- **WHAT YOU HAVE TO DO**
The lines from the start of the data through the line with "Was playing around" are to be returned verbatim; all later lines are to be omitted.

Items listed in a dataset:
PR #147, opened 2018-01-14
Allow IncrementalProducer to discard changes 

rpalcolea:
Hi @toolbear,

Was playing around with the `HollowIncrementalProducer` and thought that it would be nice if `discard` was introduced. This way if a user adds/modify/delete something and later executes some business logic and determines that the change shouldn't be reflected, they could just `discard` that particular record. 

With this, users now could clear all by using `cleanChanges` or clear/discard a specific record with `discard`, either with an object that contains the primary key or a `RecordPrimaryKey`... same was as `delete`.

Let me know your thoughts.

### DIFF
--- a/hollow/src/main/java/com/netflix/hollow/api/producer/HollowIncrementalProducer.java
+++ b/hollow/src/main/java/com/netflix/hollow/api/producer/HollowIncrementalProducer.java
@@ -57,9 +57,18 @@ public class HollowIncrementalProducer {
         RecordPrimaryKey pk = producer.getObjectMapper().extractPrimaryKey(obj);
         delete(pk);
     }
+
+    public void discard(Object obj) {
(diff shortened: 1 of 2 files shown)


rpalcolea:
Hi @toolbear, I ended implementing the support for serial/parallel collections mentioned in the description... worst case scenario, undo that commit.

- **ANSWER SPACE**
PR #147, opened 2018-01-14
Allow IncrementalProducer to discard changes 

rpalcolea:
Hi @toolbear,

Was playing around with the `HollowIncrementalProducer` and thought that it would be nice if `discard` was introduced. This way if a user adds/modify/delete something and later executes some business logic and determines that the change shouldn't be reflected, they could just `discard` that particular record. 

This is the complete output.